For the first time, researchers at Caltech have figured out how to record videos of light moving in three dimensions.
It shouldn’t come as a surprise that a camera will need to have some beefy specs to pull that off. In fact, the one developed by Caltech professor Lihong Wang is capable of shooting videos at up to 100 billion frames per second. To put that into perspective, your average smartphone is limited to just 60.
Wang’s newest camera called, which has the wordy moniker “single-shot stereo-polarimetric compressed ultrafast photography” (SP-CUP), builds on previous iterations that were capable of shooting at even faster rates, some of them capable of shooting up to 70 trillion frames per second.
But what the new Caltech camera brings to the table is its ability to perceive the world more like humans can. The human eye’s depth perception relies on there being two of them — and the new rig can pull off the same stereoscopic trick.

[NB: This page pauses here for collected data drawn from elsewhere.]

PR #805, opened 2021-03-21
gitActions, Restrict bumper workflows only to non-fork repo

RamLavi:
The bumper script workflow is not meant to run on forks.
To make sure this, we add a build condition to the current workflows.

**Release note**:
```release-note
NONE
```

### DIFF
--- a/.github/workflows/component-bumper-release-0.42.yml
+++ b/.github/workflows/component-bumper-release-0.42.yml
@@ -8,6 +8,7 @@ jobs:
 
   build:
     name: release-0.42 - CNAO Component Bump Job
+    if: (github.repository == 'kubevirt/cluster-network-addons-operator')
     runs-on: ubuntu-latest
     steps:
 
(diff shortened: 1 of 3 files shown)


RamLavi:
/hold
pending answer from github support that this is the best way to restrict workflows in forks

oshoval (approved):
its seems a natural solution
i dont think we should wait for support answer,
in the worst case we can change afterwards,

.github/workflows/component-bumper-release-0.42.yml
```diff
@@ -8,6 +8,7 @@ jobs:
 
   build:
     name: release-0.42 - CNAO Component Bump Job
+    if: (github.repository == 'kubevirt/cluster-network-addons-operator')
```
qinqon, line 11: Why do we have bump jobs at release branches?

qinqon (changes requested):

.github/workflows/component-bumper-release-0.42.yml
RamLavi: these are stable branches. 
The bumper also bumps stable branches, should a component gets updated. 
A good example is knmstate that got a new release on its stable branch, causing an auto bump on release-0.44 stable branch on CNAO..

qinqon (approved):

PR #808, opened 2021-03-25
Allow self sign config modification

qinqon:
In case of HCO upgrade, the default self sign configuartion values are
different from the ones at CNAO also HCO is suppose to allow
modification of cert rotation knobs, this change remove the check since
modification on those parameter just restart the knmstate webhooks and
kubemacpool and take the new values.

**Release note**:

```release-note
Alow self sign configuration modification
```


phoracek (commented):
Is there any simple way to test this e2e though? Overall, it looks fine, we did a similar thing with the placement API. I would sleep better if we had a test for it though, to prevent regressions in case our certificate mechanism changes.

qinqon:
> Is there any simple way to test this e2e though? Overall, it looks fine, we did a similar thing with the placement API. I would sleep better if we had a test for it though, to prevent regressions in case our certificate mechanism changes.

Added a e2e tests that check defaults and then modify them, similar to placement.

phoracek (approved):
/lgtm
/approve

PR #811, opened 2021-04-07
Use HCO cert rotation default values

qinqon:
CNAO uses different values than the ones used at HCO. This change align
both so we detect issues with that sooner.

**Release note**:

```release-note
Use rotate cert default configuration from HCO
```


phoracek (approved):
/lgtm
/approve

PR #812, opened 2021-04-07
Release 0.51.0

qinqon:
Test HCO default values at a release PR

**Release note**:

```release-note
NONE
```


qinqon:
/hold

Done to verify full upgrade path with HCO cert config default values.

PR #813, opened 2021-04-08
Use default at bad old self signed conf

qinqon:

If previous selfSignConfiguration is missing a field like in the case of
certOverlapInterval (it was not introduced at the beginning) then the
default values are not going to be used and the defaults from the
manifests apply so we can end up with a bad overall configuration. This
change use default values if previous ones were missing one of the
fields.

A follow up PR will be done testing that after upgrade certs are not rotated.

**Release note**:

```release-note
NONE
```

### DIFF
--- a/pkg/network/self_sign_configuration.go
+++ b/pkg/network/self_sign_configuration.go
@@ -99,13 +99,21 @@ func DefaultSelfSignConfiguration() *cnao.SelfSignConfiguration {
 	}
 }
 func fillDefaultsSelfSignConfiguration(conf, previous *cnao.NetworkAddonsConfigSpec) []error {
-	if conf.SelfSignConfiguration == nil || conf.SelfSignConfiguration.CARotateInterval == "" || conf.SelfSignConfiguration.CAOverlapInterval == "" || conf.SelfSignConfiguration.CertRotateInterval == "" || conf.SelfSignConfiguration.CertOverlapInterval == "" {
-		if previous != nil && previous.SelfSignConfiguration != nil {
-			conf.SelfSignConfiguration = previous.SelfSignConfiguration
-			return []error{}
-		}
+	isMissingSelfSignConfiguration := func(confToCheck *cnao.NetworkAddonsConfigSpec) bool {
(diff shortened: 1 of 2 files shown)


pkg/network/self_sign_configuration.go
```diff
@@ -99,13 +99,22 @@ func DefaultSelfSignConfiguration() *cnao.SelfSignConfiguration {
 	}
 }
 func fillDefaultsSelfSignConfiguration(conf, previous *cnao.NetworkAddonsConfigSpec) []error {
-	if conf.SelfSignConfiguration == nil || conf.SelfSignConfiguration.CARotateInterval == "" || conf.SelfSignConfiguration.CAOverlapInterval == "" || conf.SelfSignConfiguration.CertRotateInterval == "" || conf.SelfSignConfiguration.CertOverlapInterval == "" {
-		if previous != nil && previous.SelfSignConfiguration != nil {
+
```
RamLavi, line 102: can you remove the extra line?

RamLavi (changes requested):
small nit

cluster/operator-push.sh
```diff
@@ -38,9 +38,9 @@ rm -rf _out/
 cp -r manifests/ _out/
 IMAGE_REGISTRY=$manifest_registry DEPLOY_DIR=_out make gen-manifests
 
-make cluster-clean
+#make cluster-clean
```
phoracek, line 41: Either delete it or keep uncommented

pkg/network/network.go
```diff
@@ -118,6 +118,10 @@ func Render(conf *cnao.NetworkAddonsConfigSpec, manifestDir string, openshiftNet
 	if err != nil {
 		return nil, err
 	}
+
+	for _, obj := range o {
+		log.Printf("kmp obj: %+v", *obj)
```
phoracek, line 123: This does not look like a proper log we'd like to have in our stderr. Either name it appropriately or delete it. Note that this may spam the log a lot.

phoracek (changes requested):

PR #815, opened 2021-04-08
Migrate NMState to use kubernetes-nmstate-operator if available

bcrochet:
This patch make CNAO use the kubernetes-nmstate-operator if it is
running and available. The only prereq for this is to have the
operator pod running. If that's detected via the
app=kubernetes-nmstate-operator label on a Deployment, then CNAO
will only render an nmstates.nmstate.io CR to kick off the handler
and webhook from the operator.

If the operator is added, it also has upgrade logic to move to using
the operator instead of installing kubernetes-nmstate directly. It
will remove the old instance.

Signed-off-by: Brad P. Crochet <brad@redhat.com>

See above.

See https://nmstate.io/kubernetes-nmstate/deployment.html for installing the operator

Depends on https://github.com/kubevirt/cluster-network-addons-operator/pull/828

**Release note**:

```release-note
Migrate Kubernetes NMState install to use kubernetes-nmstate-operator if it is already available in the cluster. This will work on upgrade as well.
```


qinqon:
@bcrochet Let's fix CI before review this

pkg/network/nmstate.go
```diff
@@ -74,13 +104,33 @@ func removeDaemonSetHandlerWorker(ctx context.Context, client k8sclient.Client)
...
 	if conf.NMState == nil {
 		return []error{}
 	}
 
 	errList := []error{}
 	errList = append(errList, removeDaemonSetHandlerWorker(ctx, client)...)
+	if clusterInfo.NmstateOperator {
+		errList = append(errList, removeStandaloneHandler(ctx, client)...)
+		errList = append(errList, removeStandaloneWebhook(ctx, client)...)
+	}
```
qinqon, line 133: We have bump CNAO to latest nmstate and now there is a new Deployment "cert-manager" it has to be added here.

qinqon (changes requested):
firt pass, let's add cert-manager too.

pkg/network/nmstate.go
bcrochet: Done.

pkg/controller/networkaddonsconfig/networkaddonsconfig_controller.go
```diff
@@ -529,6 +538,22 @@ func isSCCAvailable(c kubernetes.Interface) (bool, error) {
 	return isResourceAvailable(c, "securitycontextconstraints", "security.openshift.io", "v1")
 }
 
+func isRunningKubernetesNMStateOperator(c kubernetes.Interface) (bool, error) {
```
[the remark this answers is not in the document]
bcrochet: > Do we have to check if the NMState CR CNAO has is compatible with the installed CRD from the operator ?
> 

I don't think so. Versioning of the NMState API should take care of that. And the nmstate operator should handle that.

> Imaging that we are installing CNAO on openshift with old NMState operator we will apply a possible too new NMState CR and the opposite CNAO being old and openshift NMState operator newer.

So, an OpenShift cluster already has NMState operator installed.. CNAO would try to install a newer CR? That's an interesting scenario, but again, I think versioning would come into play there. I suppose we could detect in CNAO that the version we are trying to install is what we are trying to install... As for he CNAO being old and nmstate operator being newer... that should be handled by the nmstate operator.

> 
> Also in case the CR has being already applied I would do nothing to reduce possible problems.

If the CR is already applied, it should be a big no-op. But it would be interesting to find out what happens there.

qinqon:
/hold

We have to bump nmstate at CNAO before merging this since it depends on the fix for handler lock

qinqon:
/hold cancel

Fix mertged and released

qinqon:
@bcrochet we hav already a handler lock test on kubernetes-nmstate so the function is working fine, can we do at least a manual test with this PR for CNAO to everify that it's working, it would be even better a e2e tests at CNAO but don't know if it's worth it.

bcrochet:
> @bcrochet we hav already a handler lock test on kubernetes-nmstate so the function is working fine, can we do at least a manual test with this PR for CNAO to everify that it's working, it would be even better a e2e tests at CNAO but don't know if it's worth it.

Quick test shows that it does indeed keep the operator-installed instance (outside of CNAO) from taking the lock.

qinqon:
@bcrochet it's worth adding some e2e test here ?

bcrochet:
> @bcrochet it's worth adding some e2e test here ?

A couple would be a good idea.

test/e2e/workflow/deployment_test.go
```diff
@@ -336,8 +337,71 @@ var _ = Describe("NetworkAddonsConfig", func() {
...
+	result, err := kubectl.Kubectl("apply", "-f", "test/manifests/kubernetes-nmstate-operator.yaml")
+	Expect(err).ToNot(HaveOccurred(), fmt.Sprintf("Error when running kubectl: %s", result))
+}
+
+func uninstallNMStateOperator() {
+	By("Uninstalling kubernetes-nmstate-operator")
+	result, err := kubectl.Kubectl("delete", "-f", "test/manifests/kubernetes-nmstate-operator.yaml")
+	Expect(err).ToNot(HaveOccurred(), fmt.Sprintf("Error when running kubectl: %s", result))
+}
+
```
qinqon, line 404: Can we apply the manifest from the kubernetes-nmstate version at components.yaml ?

qinqon (changes requested):
Let's take the manifests from components.yaml

test/manifests/kubernetes-nmstate-operator.yaml
```diff
@@ -0,0 +1,263 @@
+---
+apiVersion: apiextensions.k8s.io/v1
+kind: CustomResourceDefinition
```
qinqon, line 3: we don't need this anymore right ?

pkg/controller/networkaddonsconfig/networkaddonsconfig_controller.go
```diff
@@ -529,6 +539,21 @@ func isSCCAvailable(c kubernetes.Interface) (bool, error) {
 	return isResourceAvailable(c, "securitycontextconstraints", "security.openshift.io", "v1")
 }
 
+func isRunningKubernetesNMStateOperator(c k8sclient.Client) (bool, error) {
+	deployments := &appsv1.DeploymentList{}
+	err := c.List(context.TODO(), deployments, k8sclient.MatchingLabels{"app": "kubernetes-nmstate-operator"})
```
qinqon, line 544: Don't we have to specify the namespace ?

bcrochet: We wouldn't necessarily know what the namespace is.

PR #846, opened 2021-05-20
Add relationship labels to all directly deployed components

oshoval:
Each component deployed by CNAO should have labels on its resources.

The labels are called relationship labels (app.kubernetes.io/*),
and are used in order to create a relationship graph in the UI.

The labels are:
`app.kubernetes.io/component`
`app.kubernetes.io/managed-by`
`app.kubernetes.io/version`
`app.kubernetes.io/part-of`

This PR adapts Render function to add those labels to all the directly deployed components.
Follow PRs on each component repository will handle its own internal deployed components.

```release-note
None
```

### DIFF
--- a/pkg/controller/networkaddonsconfig/networkaddonsconfig_controller.go
+++ b/pkg/controller/networkaddonsconfig/networkaddonsconfig_controller.go
@@ -340,14 +340,11 @@ func (r *ReconcileNetworkAddonsConfig) renderObjectsV1(networkAddonsConfig *cnao
 	}
 	objs = append([]*unstructured.Unstructured{applied}, objs...)
 
-	// Label objects with version of the operator they were created by
-	for _, obj := range objs {
-		labels := obj.GetLabels()
-		if labels == nil {
-			labels = map[string]string{}
-		}
-		labels[cnaov1.SchemeGroupVersion.Group+"/version"] = operatorVersionLabel
-		obj.SetLabels(labels)
+	err = updateObjectsLabels(networkAddonsConfig.GetLabels(), objs)
+	if err != nil {
+		log.Printf("failed to update objects labels: %v", err)
+		err = errors.Wrapf(err, "failed to update objects labels")
+		return objs, err
 	}
 
 	return objs, nil
@@ -496,6 +493,63 @@ func (r *ReconcileNetworkAddonsConfig) stopTrackingObjects() {
 
 	// Trigger status manager to notice the change
 	r.statusManager.SetFromPods()
+}
+
+func updateObjectsLabels(crLables map[string]string, objs []*unstructured.Unstructured) error {
+	var err error
+	for _, obj := range objs {
+		labels := obj.GetLabels()
+		if labels == nil {
+			labels = map[string]string{}
+		}
+		// Label objects with version of the operator they were created by
+		labels[cnaov1.SchemeGroupVersion.Group+"/version"] = operatorVersionLabel
+
+		appLabelKeys := []string{names.COMPONENT_LABEL_KEY, names.PART_OF_LABEL_KEY, names.VERSION_LABEL_KEY, names.MANAGED_BY_LABEL_KEY}
+
+		labels = updateLabelsFromCR(labels, crLables, appLabelKeys)
+		if err != nil {
+			return err
+		}
+		obj.SetLabels(labels)
+
+		err = updateObjectTemplateLabels(obj, labels, appLabelKeys)
+		if err != nil {
+			return err
+		}
+	}
+
+	return nil
+}
+
+func updateLabelsFromCR(labels, crLables map[string]string, appLabelKeys []string) map[string]string {
+	labels[names.COMPONENT_LABEL_KEY] = names.COMPONENT_LABEL_DEFAULT_VALUE
+	labels[names.MANAGED_BY_LABEL_KEY] = names.MANAGED_BY_LABEL_DEFAULT_VALUE
+	for _, key := range appLabelKeys {
+		if value, exist := crLables[key]; exist == true {
+			labels[key] = value
+		}
+	}
+
+	return labels
+}
+
+func updateObjectTemplateLabels(obj *unstructured.Unstructured, labels map[string]string, appLabelKeys []string) error {
+	kind := obj.GetKind()
+	if kind == "DaemonSet" || kind == "ReplicaSet" || kind == "Deployment" || kind == "StatefulSet" {
+		for _, key := range appLabelKeys {
+			if value, exist := labels[key]; exist == true {
+				err := unstructured.SetNestedField(obj.Object, value, "spec", "template", "metadata", "labels", key)
+				if err != nil {
+					log.Printf("failed to add relationship label %s: %v", key, err)
+					err = errors.Wrapf(err, "failed to add relationship labels")
+					return err
+				}
+			}
+		}
+	}
+
+	return nil
 }
 
 func collectContainersInfo(parentKind string, parentName string, containers []v1.Container) []cnao.Container {
--- a/pkg/controller/networkaddonsconfig/networkaddonsconfig_controller_test.go
+++ b/pkg/controller/networkaddonsconfig/networkaddonsconfig_controller_test.go
@@ -1,0 +1,163 @@
+package networkaddonsconfig
+
+import (
+	"fmt"
+
+	"k8s.io/apimachinery/pkg/apis/meta/v1/unstructured"
+
+	. "github.com/onsi/ginkgo"
+	. "github.com/onsi/gomega"
+
+	"github.com/kubevirt/cluster-network-addons-operator/pkg/names"
+	"github.com/kubevirt/cluster-network-addons-operator/pkg/render"
+)
+
+type checkUnit struct {
+	key           string
+	shouldExist   bool
+	expectedValue string
+}
+
+var _ = Describe("Networkaddonsconfig", func() {
+	const testDataFile = "testdata/data.yaml"
+
+	Context("When CR is not labeled", func() {
+		var objs []*unstructured.Unstructured
+
+		BeforeEach(func() {
+			var err error
+			renderData := render.MakeRenderData()
+			objs, err = render.RenderTemplate(testDataFile, &renderData)
+			Expect(err).NotTo(HaveOccurred())
+
+			crLabels := map[string]string{}
+			err = updateObjectsLabels(crLabels, objs)
+			Expect(err).NotTo(HaveOccurred())
+		})
+
+		It("Should find only default relationship labels", func() {
+			appLabelKeys := []checkUnit{
+				{
+					key:           names.COMPONENT_LABEL_KEY,
+					shouldExist:   true,
+					expectedValue: names.COMPONENT_LABEL_DEFAULT_VALUE,
+				},
+				{
+					key:           names.MANAGED_BY_LABEL_KEY,
+					shouldExist:   true,
+					expectedValue: names.MANAGED_BY_LABEL_DEFAULT_VALUE,
+				},
+				{
+					key:           names.PART_OF_LABEL_KEY,
+					shouldExist:   false,
+					expectedValue: "Invalid",
+				},
+				{
+					key:           names.VERSION_LABEL_KEY,
+					shouldExist:   false,
+					expectedValue: "Invalid",
+				},
+			}
+
+			checkObjectsRelationshipLabels(objs, appLabelKeys)
+		})
+	})
+	Context("When CR is labeled", func() {
+		var objs []*unstructured.Unstructured
+		var crLabels map[string]string
+		const expectedComponentLabel = "component_unit_tests"
+		const expectedManagedByLabel = "managed_by_unit_tests"
+		const expectedPartOfLabel = "part_of_unit_tests"
+		const expectedVersionLabel = "version_of_unit_tests"
+
+		BeforeEach(func() {
+			var err error
+			renderData := render.MakeRenderData()
+			objs, err = render.RenderTemplate(testDataFile, &renderData)
+			Expect(err).NotTo(HaveOccurred())
+
+			crLabels = map[string]string{}
+			crLabels[names.COMPONENT_LABEL_KEY] = expectedComponentLabel
+			crLabels[names.MANAGED_BY_LABEL_KEY] = expectedManagedByLabel
+			crLabels[names.PART_OF_LABEL_KEY] = expectedPartOfLabel
+			crLabels[names.VERSION_LABEL_KEY] = expectedVersionLabel
+			err = updateObjectsLabels(crLabels, objs)
+			Expect(err).NotTo(HaveOccurred())
+		})
+
+		It("Should find all labels, overridden by CR labels", func() {
+			appLabelKeys := []checkUnit{
+				{
+					key:           names.COMPONENT_LABEL_KEY,
+					shouldExist:   true,
+					expectedValue: expectedComponentLabel,
+				},
+				{
+					key:           names.MANAGED_BY_LABEL_KEY,
+					shouldExist:   true,
+					expectedValue: expectedManagedByLabel,
+				},
+				{
+					key:           names.PART_OF_LABEL_KEY,
+					shouldExist:   true,
+					expectedValue: expectedPartOfLabel,
+				},
+				{
+					key:           names.VERSION_LABEL_KEY,
+					shouldExist:   true,
+					expectedValue: expectedVersionLabel,
+				},
+			}
+
+			checkObjectsRelationshipLabels(objs, appLabelKeys)
+		})
+	})
+})
+
+func checkObjectsRelationshipLabels(objs []*unstructured.Unstructured, appLabelKeys []checkUnit) {
+	appLabelsNotExists := []checkUnit{
+		{
+			key:           names.COMPONENT_LABEL_KEY,
+			shouldExist:   false,
+			expectedValue: "Invalid",
+		},
+		{
+			key:           names.MANAGED_BY_LABEL_KEY,
+			shouldExist:   false,
+			expectedValue: "Invalid",
+		},
+		{
+			key:           names.PART_OF_LABEL_KEY,
+			shouldExist:   false,
+			expectedValue: "Invalid",
+		},
+		{
+			key:           names.VERSION_LABEL_KEY,
+			shouldExist:   false,
+			expectedValue: "Invalid",
+		},
+	}
+
+	for _, obj := range objs {
+		labels := obj.GetLabels()
+		checkLabels(labels, appLabelKeys)
+
+		kind := obj.GetKind()
+		templateLabels, _, _ := unstructured.NestedStringMap(obj.Object, "spec", "template", "metadata", "labels")
+		if kind == "DaemonSet" || kind == "ReplicaSet" || kind == "Deployment" || kind == "StatefulSet" {
+			checkLabels(templateLabels, appLabelKeys)
+		} else {
+			checkLabels(templateLabels, appLabelsNotExists)
+		}
+	}
+}
+
+func checkLabels(labels map[string]string, units []checkUnit) {
+	for _, unit := range units {
+		value, found := labels[unit.key]
+		Expect(found).To(Equal(unit.shouldExist), fmt.Sprintf("%s exist test", unit.key))
+		if unit.shouldExist {
+			Expect(value).To(Equal(unit.expectedValue), fmt.Sprintf("%s value test", unit.key))
+		}
+	}
+}
--- a/pkg/controller/networkaddonsconfig/testdata/data.yaml
+++ b/pkg/controller/networkaddonsconfig/testdata/data.yaml
@@ -1,0 +1,70 @@
+apiVersion: apps/v1
+kind: Deployment
+metadata:
+  labels:
+    control-plane: mac-controller-manager
+    controller-tools.k8s.io: "1.0"
+  name: kubemacpool-mac-controller-manager
+  namespace: test-ns
+spec:
+  replicas: 1
+  selector:
+    matchLabels:
+      control-plane: mac-controller-manager
+      controller-tools.k8s.io: "1.0"
+  strategy:
+    type: Recreate
+  template:
+    metadata:
+      annotations:
+        description: KubeMacPool manages MAC allocation to Pods and VMs
+      labels:
+        app: kubemacpool
+        control-plane: mac-controller-manager
+        controller-tools.k8s.io: "1.0"
+    spec:
+        image: dummy
+---
+apiVersion: v1
+kind: ConfigMap
+metadata:
+  labels:
+    control-plane: mac-controller-manager
+    controller-tools.k8s.io: "1.0"
+  name: kubemacpool-mac-range-config
+  namespace: cluster-network-addons
+data:
+  RANGE_START: 00:00:00:00:00:04
+  RANGE_END: 00:00:00:00:00:05
+---
+apiVersion: apps/v1
+kind: DaemonSet
+metadata:
+  labels:
+    component: kubernetes-nmstate-handler
+    networkaddonsoperator.network.kubevirt.io/version: 99.0.0
+  name: nmstate-handler
+  namespace: cluster-network-addons
+spec:
+  selector:
+    matchLabels:
+      name: nmstate-handler
+  template:
+    metadata:
+      labels:
+        app: kubernetes-nmstate
+        component: kubernetes-nmstate-handler
+        name: nmstate-handler
+    spec:
+        image: dummy
+        imagePullPolicy: IfNotPresent
+        name: nmstate-handler
+---
+apiVersion: v1
+kind: Secret
+metadata:
+  annotations:
+    kubernetes.io/service-account.name: cluster-network-addons-operator
+  name: cluster-network-addons-operator-token-test
+  namespace: cluster-network-addons
+type: kubernetes.io/service-account-token
--- a/test/check/check.go
+++ b/test/check/check.go
@@ -176,10 +176,10 @@ func CheckOperatorIsReady(timeout time.Duration) {
 	By("Checking that the operator is up and running")
 	if timeout != CheckImmediately {
 		Eventually(func() error {
-			return checkForDeployment(components.Name)
+			return checkForDeployment(components.Name, false)
 		}, timeout, time.Second).ShouldNot(HaveOccurred(), fmt.Sprintf("Timed out waiting for the operator to become ready"))
 	} else {
-		Expect(checkForDeployment(components.Name)).ShouldNot(HaveOccurred(), "Operator is not ready")
+		Expect(checkForDeployment(components.Name, false)).ShouldNot(HaveOccurred(), "Operator is not ready")
 	}
 }
 
@@ -187,10 +187,10 @@ func CheckNMStateOperatorIsReady(timeout time.Duration) {
 	By("Checking that the operator is up and running")
 	if timeout != CheckImmediately {
 		Eventually(func() error {
-			return checkForGenericDeployment("nmstate-operator", "nmstate", false)
+			return checkForGenericDeployment("nmstate-operator", "nmstate", false, false)
 		}, timeout, time.Second).ShouldNot(HaveOccurred(), fmt.Sprintf("Timed out waiting for the operator to become ready"))
 	} else {
-		Expect(checkForGenericDeployment("nmstate-operator", "nmstate", false)).ShouldNot(HaveOccurred(), "Operator is not ready")
+		Expect(checkForGenericDeployment("nmstate-operator", "nmstate", false, false)).ShouldNot(HaveOccurred(), "Operator is not ready")
 	}
 }
 
@@ -296,7 +296,7 @@ func checkForComponent(component *Component) error {
 	}
 
 	for _, deployment := range component.Deployments {
-		errsAppend(checkForDeployment(deployment))
+		errsAppend(checkForDeployment(deployment, true))
 	}
 
 	if component.Secret != "" {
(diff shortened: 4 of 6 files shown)


oshoval:
@RamLavi 
Hi, I need please ok to test if possible

oshoval:
Working on adding tests

oshoval:
https://prow.ci.kubevirt.io/view/gs/kubevirt-prow/pr-logs/pull/kubevirt_cluster-network-addons-operator/846/pull-e2e-cluster-network-addons-operator-lifecycle-k8s/1397140339046748160
happens also on 
https://prow.ci.kubevirt.io/view/gcs/kubevirt-prow/pr-logs/pull/kubevirt_cluster-network-addons-operator/829/pull-e2e-cluster-network-addons-operator-lifecycle-k8s/1387725826513965056

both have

“The camera is stereo now,” Wang said in a statement. “We have one lens, but it functions as two halves that provide two views with an offset. Two channels mimic our eyes.”
Thanks to its added ability to tell the polarization of light, Wang is hoping it could illuminate what he calls one of the “greatest mysteries in physics”: how sound waves create tiny bubbles inside liquids, releasing light when they burst — a process known as sonoluminescence.
“The process that makes this happen is very mysterious because it all happens so fast, and we’re wondering if our camera can help us figure it out.”